Text format, parsing fragility

mmCIF is plain text with fixed syntactic rules (CIF2 spec: iucr.org/resources/cif/cif2) but no canonical reference implementation. Every consumer writes its own parser. They all handle edge cases differently:

DeepMind’s AlphaFold mmCIF parser: huggingface.co/…/mmcif_parsing.py
model-angelo (GNN model building) fixing parsing: github.com/3dem/model-angelo/issues/51
gemmi/ChimeraX interop friction: chimerax-users mailing list thread
Biopython developer calling the format spec ugly: stackoverflow.com/a/11686524
AlphaFold GitHub issues on mmCIF: github.com/google-deepmind/alphafold/issues/252
wwPDB dictionary issues: github.com/wwpdb-dictionaries/mmcif_pdbx/issues
Residue numbering chaos: bioinformatics.stackexchange.com/questions/14210, proteopedia unusual numbering

BinaryCIF (David Sehnal / Mol* team, github.com/molstar/BinaryCIF) addresses the performance problem: binary-encoded mmCIF with column-wise compression, significantly smaller files and faster parsing than text mmCIF. Used by the PDB for Mol* visualization. But it’s a serialization optimization, not a data model change – it encodes the same categories and the same single-structure assumption.
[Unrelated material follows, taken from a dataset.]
PR #10412, opened 2024-10-24
Fix signal handling

butonic:
signal handling seems broken ... or context cancelation is not always picked up properly ... needs more work


ocis/pkg/runtime/service/service.go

The CIF dictionary itself lacks conditionals and has no automatic schema validation. entity_poly_seq can’t be mandatory for files containing polymers because the dictionary language cannot express “if a polymer entity exists, require this category.” Documentation is scattered across IUCr, CCP4, and wwPDB sites with inconsistent coverage.

CIF formal specs: iucr.org/resources/cif, CIF2 spec
CCP4 harvesting/history: legacy.ccp4.ac.uk, ccp4.ac.uk mmcif format
C API: comcifs.github.io/cif_api

Implicit information and missing connections

Atomic models are largely untethered from the experimental data that produced them. Maps in EMDB, raw images in EMPIAR, models in PDB – three archives, three accession systems, cross-referenced but not structurally integrated. A tighter connection between atomic coordinates and the density/potential from which they were derived would enable validation workflows, re-refinement, and heterogeneity analysis that currently require manual assembly of data from multiple sources.

No ML-native access patterns

Every GNN-based structure model constructs a molecular graph from parsed coordinates. This graph construction is reimplemented in every codebase (Graphein, AF2 data pipeline, OpenFold, ProteinMPNN, ESM-IF) and is a major preprocessing bottleneck. Specific problems:

No random access to subsets of atoms or residues without reading the full file
No stored spatial index for neighbor lookup (every model rebuilds k-d trees / radius graphs)
No standard for internal coordinates (phi/psi/omega/chi angles) alongside Cartesian – every model recomputes these
Pair representations ((N_res, N_res, d) tensors) are the most expensive object in AF2-family models and are never stored/shared
No convention for packaging ensembles as training data for ensemble-aware models
Tokenization for heterogeneous systems (protein + ligand + nucleic acid + ions) is done ad-hoc in AF3/Boltz/Chai with no shared vocabulary

The IHMCIF dictionary (the IHM working group extension, github.com/ihmwg/IHMCIF) extends mmCIF with ~30 new categories for integrative/hybrid models. It adds: discrete multi-state models, ordered ensembles (states connected by time or other ordering), multi-scale representations (atomic + coarse-grained beads in the same model), and spatial restraint descriptions. PDB-IHM was unified with the PDB archive in August 2024 and now issues standard PDB accession codes. But: states remain discrete and independent, there is no thermodynamic annotation, no per-state uncertainty, no support for continuous distributions, and the text-file serialization doesn’t scale to large ensembles.